Our situation is that my wife got pregnant immediately after our wedding, so after our first time being separated after the wedding, we never had to count days of cleanliness, and we never had to separate for purposes of Taharas HaMishpacha more than once. Thus, intimacy became the norm and being able to touch each other whenever we wanted lost some of it's forbidden pleasure. Thank G-d now, right before the baby is born when my wife will have entered a Niddah state upon the baby's birth and we will have had to be separate for six weeks, after she goes through this cycle of becoming Tahara, we will IY"H have around a week and a half to be together physically before she gives birth to our first child.

A "Document Review" Paycheck

It has been almost a month since my last post because my life has been pretty ordinary until tonight. My days have been spent contacting patent law firms and intellectual property law firms across the United States with emphasis in the Colorado, New York, New Jersey, District of Columbia, and Minnesota states.

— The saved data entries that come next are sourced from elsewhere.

Issue #572, opened 2017-12-17
rnp prompts for input and reads from stdin when it should prefer /dev/tty


dewyatt:
## Description

I believe things like this should try to read from `/dev/tty` if avail, and `stdin` otherwise:
https://github.com/riboseinc/rnp/blob/7bafcf181962c12075e92d64b12ca377e91c37ff/src/lib/rnp.c#L1225

See `rnp_getpass` for an example or `ttyio.c` from GnuPG for a more complete solution.

On the output side (https://github.com/riboseinc/rnp/issues/542), things like this should output to `stderr` or `/dev/tty`:
https://github.com/riboseinc/rnp/blob/7bafcf181962c12075e92d64b12ca377e91c37ff/src/lib/rnp.c#L1224

## Steps to Reproduce

1. touch out.gpg
2. echo test | src/rnp/rnp --sign --output=out.gpg

## Expected Behavior

It should warn about the overwrite and prompt for a filename, then proceed.

## Actual Behavior

It prompts for a filename but the user does not get a chance to input it since it tries to read from the pipe.

ni4:
@dewyatt Agree, actually we also should move all such code parts to CLI level, so input from user will be handled by CLI not library.

Issue #542, opened 2017-11-25
Redirected output can result in extra invalid bytes being appended


dewyatt:
## Description

I think it's common to do something like `echo message | rnp --sign > output.gpg` and expect it to work.
We do have a `--output` option as well, but *nix users are definitely going to expect that they can pipe/redir stdout in this case and it will work.

Unfortunately this doesn't work 100% correctly in rnp because of things like:
https://github.com/riboseinc/rnp/blob/82fb956244d721fc6fa002922b36b9f3fe1887e6/src/lib/pass-provider.c#L124
https://github.com/riboseinc/rnp/blob/82fb956244d721fc6fa002922b36b9f3fe1887e6/src/lib/pass-provider.c#L132

A quick solution here might be to output to stderr (or use `pgp_io_t`).

## Steps to Reproduce

1. `echo test | src/rnp/rnp --sign | pgpdump` or `echo test | src/rnp/rnp --sign | gpg --list-packets`

## Expected Behavior

There shouldn't be any issues with the PGP data.

## Actual Behavior

At least one newline (0x0a) is appended to the data (more if password is incorrect). pgpdump and `gpg --list-packets` both spot this and complain in different ways (`gpg --list-packets` exits with a non-zero code, though `--verify` is good).

ni4:
I think that `puts("\nPasswords do not match!");` should be considered as communication with user on the CLI layer, and we should have some callback/function/whatever else like `show_user_message()` which will check for output redirection and so on.

ronaldtse:
Agree with @ni4 . We shouldn't mix lib and CLI responsibilities.

dewyatt:
The `rnp_password_provider_stdin` provider is only meant to be used by the CLI utils, that's why it has print statements. It would be good to move it somewhere else though.

ni4:
@dewyatt I think we should create some 'clicommon' source file where it should be put in, among with other sources which may be shared between `rnp`,  `rnpkeys` and `rnp_tests`

PR #753, opened 2018-09-25
Remove pgp_io_t

### LINKED ISSUE #157: Remove pgp_io_t usage
The usage of `pgp_io_t` is deemed unnecessary (as discussed with @catap and @dewyatt ) and should be replaced with normal `stdout`/`stderr`.

We should replace all instances with the normal approach.

ni4:
Since we moved to RNP_LOG this structure is no longer needed (especially as input parameter to all key/keyring processing functions).
Also in CLI we used it only for res stream, and in FFI - for err stream, which were replaced with single stream variable.

Fixes #157

### DIFF
--- a/src/lib/rnp.cpp
+++ b/src/lib/rnp.cpp
@@ -339,69 +339,10 @@ set_pass_fd(rnp_t *rnp, int passfd)
 {
     rnp->passfp = fdopen(passfd, "r");
     if (!rnp->passfp) {
-        fprintf(rnp->io->errs, "cannot open fd %d for reading\n", passfd);
+        RNP_LOG("cannot open fd %d for reading", passfd);
         return false;
     }
     return true;
-}
-
-/* Initialize a RNP context's io stream handles with a user-supplied
- * io struct. Returns 1 on success and 0 on failure. It is the caller's
- * responsibility to de-allocate a dynamically allocated io struct
- * upon failure.
- */
-static bool
-init_io(rnp_t *rnp, pgp_io_t *io, const char *outs, const char *errs, const char *ress)
-{
-    /* TODO: I think refactoring can go even further here. */
-
-    /* Configure the output stream. */
-    io->outs = stdout;
-    if (outs && strcmp(outs, "<stderr>") == 0) {
-        io->outs = stderr;
-    }
-
-    /* Configure the error stream. */
-    io->errs = stderr;
-    if (errs && strcmp(errs, "<stdout>") == 0) {
-        io->errs = stdout;
-    }
-
-    /* Configure the results stream. */
-    if (ress == NULL) {
-        io->res = io->errs;
-    } else if (strcmp(ress, "<stdout>") == 0) {
-        io->res = stdout;
-    } else if (strcmp(ress, "<stderr>") == 0) {
-        io->res = stderr;
-    } else {
-        if ((io->res = fopen(ress, "w")) == NULL) {
-            fprintf(stderr, "cannot open results %s for writing\n", ress);
-            return false;
-        }
-    }
-
-    rnp->io = io;
-    return true;
-}
-
-/* Allocate a new io struct and initialize a rnp context with it.
- * Returns 1 on success and 0 on failure.
- *
- * TODO: Set errno with a suitable error code.
- */
-static bool
-init_new_io(rnp_t *rnp, const char *outs, const char *errs, const char *ress)
-{
-    pgp_io_t *io = (pgp_io_t *) calloc(1, sizeof(*io));
-
-    if (io != NULL) {
-        if (init_io(rnp, io, outs, errs, ress))
-            return true;
-        free((void *) io);
-    }
-
-    return false;
 }
 
 /*************************************************************************/
@@ -412,8 +353,7 @@ init_new_io(rnp_t *rnp, const char *outs, const char *errs, const char *ress)
 rnp_result_t
 rnp_init(rnp_t *rnp, const rnp_params_t *params)
 {
-    bool      coredumps = true;
-    pgp_io_t *io;
+    bool coredumps = true;
 
     /* If system resource constraints are in effect then attempt to
      * disable core dumps.
@@ -430,11 +370,15 @@ rnp_init(rnp_t *rnp, const rnp_params_t *params)
           stderr);
     }
 
-    /* Initialize the context's io streams apparatus. */
-    if (!init_new_io(rnp, params->outs, params->errs, params->ress)) {
-        return RNP_ERROR_GENERIC;
+    /* Configure the results stream. */
+    if (!params->ress || !strcmp(params->ress, "<stderr>")) {
+        rnp->resfp = stderr;
+    } else if (strcmp(params->ress, "<stdout>") == 0) {
+        rnp->resfp = stdout;
+    } else if (!(rnp->resfp = fopen(params->ress, "w"))) {
+        fprintf(stderr, "cannot open results %s for writing\n", params->ress);
+        return RNP_ERROR_BAD_PARAMETERS;
     }
-    io = rnp->io;
 
     // set the key provider
     rnp->key_provider.callback = rnp_key_provider_keyring;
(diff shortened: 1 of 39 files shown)


src/lib/rnp.cpp
```diff
@@ -472,14 +414,14 @@ rnp_init(rnp_t *rnp, const rnp_params_t *params)
     if (params->pubpath) {
         rnp->pubring = rnp_key_store_new(params->ks_pub_format, params->pubpath);
         if (rnp->pubring == NULL) {
-            fputs("rnp: can't create empty pubring keystore\n", io->errs);
+            fprintf(stderr, "rnp: can't create empty pubring keystore\n");
```
randombit: Is there a reason this isn't `RNP_LOG`?

src/lib/rnp.cpp
```diff
@@ -472,14 +414,14 @@ rnp_init(rnp_t *rnp, const rnp_params_t *params)
...
             return RNP_ERROR_BAD_PARAMETERS;
         }
     }
     if (params->secpath) {
         rnp->secring = rnp_key_store_new(params->ks_sec_format, params->secpath);
         if (rnp->secring == NULL) {
-            fputs("rnp: can't create empty secring keystore\n", io->errs);
+            fprintf(stderr, "rnp: can't create empty secring keystore\n");
```
randombit: Same

src/librekey/rnp_key_store.cpp
```diff
@@ -598,15 +581,15 @@ rnp_key_store_merge_key(pgp_key_t *dst, const pgp_key_t *src)
...
 pgp_key_t *
-rnp_key_store_add_key(pgp_io_t *io, rnp_key_store_t *keyring, pgp_key_t *srckey)
+rnp_key_store_add_key(rnp_key_store_t *keyring, pgp_key_t *srckey)
 {
     pgp_key_t *added_key = NULL;
 
-    if (io && rnp_get_debug(__FILE__)) {
-        fprintf(io->errs, "rnp_key_store_add_key\n");
+    if (rnp_get_debug(__FILE__)) {
+        fprintf(stderr, "rnp_key_store_add_key\n");
```
randombit: `RNP_LOG`?

src/librekey/rnp_key_store.cpp
```diff
@@ -643,8 +625,8 @@ rnp_key_store_add_key(pgp_io_t *io, rnp_key_store_t *keyring, pgp_key_t *srckey)
         return NULL;
     }
 
-    if (io && rnp_get_debug(__FILE__)) {
-        fprintf(io->errs, "rnp_key_store_add_key: keyc %lu\n", list_length(keyring->keys));
+    if (rnp_get_debug(__FILE__)) {
+        fprintf(stderr, "rnp_key_store_add_key: keyc %lu\n", list_length(keyring->keys));
```
randombit: `RNP_LOG`?

src/librekey/rnp_key_store.cpp
```diff
@@ -438,11 +424,11 @@ rnp_key_store_free(rnp_key_store_t *keyring)
    \return none
 */
 bool
-rnp_key_store_list(pgp_io_t *io, const rnp_key_store_t *keyring, const int psigs)
+rnp_key_store_list(const rnp_key_store_t *keyring, const int psigs)
 {
     unsigned keyc = (keyring != NULL) ? list_length(keyring->keys) : 0;
 
-    (void) fprintf(io->res, "%u key%s\n", keyc, (keyc == 1) ? "" : "s");
+    (void) fprintf(stdout, "%u key%s\n", keyc, (keyc == 1) ? "" : "s");
```
randombit: Maybe this function should take a `FILE` (or `std::ostream`?) which accepts the output, instead of it always being printed to stdout?

src/librekey/rnp_key_store.cpp
```diff
@@ -695,13 +677,12 @@ rnp_key_store_remove_key_by_id(pgp_io_t *io, rnp_key_store_t *keyring, const uin
...
 pgp_key_t *
-rnp_key_store_get_key_by_id(pgp_io_t *             io,
-                            const rnp_key_store_t *keyring,
+rnp_key_store_get_key_by_id(const rnp_key_store_t *keyring,
                             const uint8_t *        keyid,
                             pgp_key_t *            after)
 {
     if (rnp_get_debug(__FILE__)) {
-        fprintf(io->errs, "searching keyring %p\n", keyring);
+        fprintf(stderr, "searching keyring %p\n", keyring);
```
randombit: `RNP_LOG`?

src/librekey/rnp_key_store.cpp
```diff
@@ -717,8 +698,8 @@ rnp_key_store_get_key_by_id(pgp_io_t *             io,
          key_item = list_next(key_item)) {
         pgp_key_t *key = (pgp_key_t *) key_item;
         if (rnp_get_debug(__FILE__)) {
-            hexdump(io->errs, "keyring keyid", key->keyid, PGP_KEY_ID_SIZE);
-            hexdump(io->errs, "keyid", keyid, PGP_KEY_ID_SIZE);
+            hexdump(stderr, "keyring keyid", key->keyid, PGP_KEY_ID_SIZE);
+            hexdump(stderr, "keyid", keyid, PGP_KEY_ID_SIZE);
```
randombit: I feel like we want a `RNP_LOG_BIN` for things like this.

src/rnp/rnp.cpp
```diff
@@ -270,37 +270,37 @@ rnp_on_signatures(pgp_parse_handler_t *handler, pgp_signature_info_t *sigs, int
...
-            key = rnp_key_store_get_key_by_id(io, handler->ctx->rnp->pubring, keyid, NULL);
-            repgp_print_key(io, handler->ctx->rnp->pubring, key, "signature ", 0);
+            key = rnp_key_store_get_key_by_id(handler->ctx->rnp->pubring, keyid, NULL);
+            repgp_print_key(handler->ctx->rnp->pubring, key, "signature ", 0);
         }
     }
 
     if (count == 0) {
-        fprintf(io->res, "No signature(s) found - is this a signed file?\n");
+        fprintf(stderr, "No signature(s) found - is this a signed file?\n");
```
randombit: Should these just go to `resfp` instead?

ronaldtse:
> not a fan of hardcoding use of stdout anywhere within the library - it seems like this should be some kind of FILE* or std::ostream& arg instead so the application can always control where the output goes.
> - @randombit 

I agree and in fact it is a general rule we should apply across the whole application. Other than changes made here, perhaps we need a separate effort in cleaning up these references?

src/lib/rnp.cpp
ni4: Here and in places below I just made changes to use stderr directly instead of io->errs. 
Some of the places can be definitely changed to RNP_LOG, but I was in doubt which ones - i.e. where we are 'showing the message to the CLI user' and should use separate function, and where we have just an error message. Will update the PR anyway.

ni4:
@randombit @ronaldtse I also agree that writing directly to stdout is not a good idea. However, I left it as it is to address later on in separate issues - like #572 and #542. We need some separate function/method for input/output via CLI.

src/librekey/rnp_key_store.cpp
ni4: Yeah, makes sense. Added argument and will pass rnp->resfp there.

src/librekey/rnp_key_store.cpp
ni4: I added RNP_DHEX(), which also wraps if (rnp_get_debug(...))

src/rnp/rnp.cpp
ni4: Not sure here - resfp should get results, but this is more like error message/message to the user (i.e. to the terminal). I'll leave this one to be resolved in another PR (see comment below).

ronaldtse: Agreed. Merging now.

Additionally, I have been putting in around 12 hours daily posting my resume to job sites and e-mailing recruiters and networking.

Last week for the first time, I had a quick 25 hour job at a document review firm in Denver where I had the chance to sit in front of the computer and review documents for a second request from the Department of Justice. Basically, that entailed looking through thousands of documents and checking ["tagging"] them as to whether or not they apply to the case at hand.

This is my life. The jist of it is that since my wife will be losing most (75%) of her paycheck in a few weeks because she is going to be having our first child and going on maternity leave, I feel that the quickest way to replace her income is through these temporary document review recruiters. Unfortunately, while a patent attorney makes close to six figures, I have an interview on Tuesday to meet with a recruiter about a document review project in another state (a 1.5 hour drive, plus traffic) which pays $25/hr. This amounts to roughly $1000/wk working 40 hours per week which will be slightly higher than what my wife is currently making. The tough thing to grasp is that the average document review project pays between $35/hr to $40/hr. At least this will be a paycheck.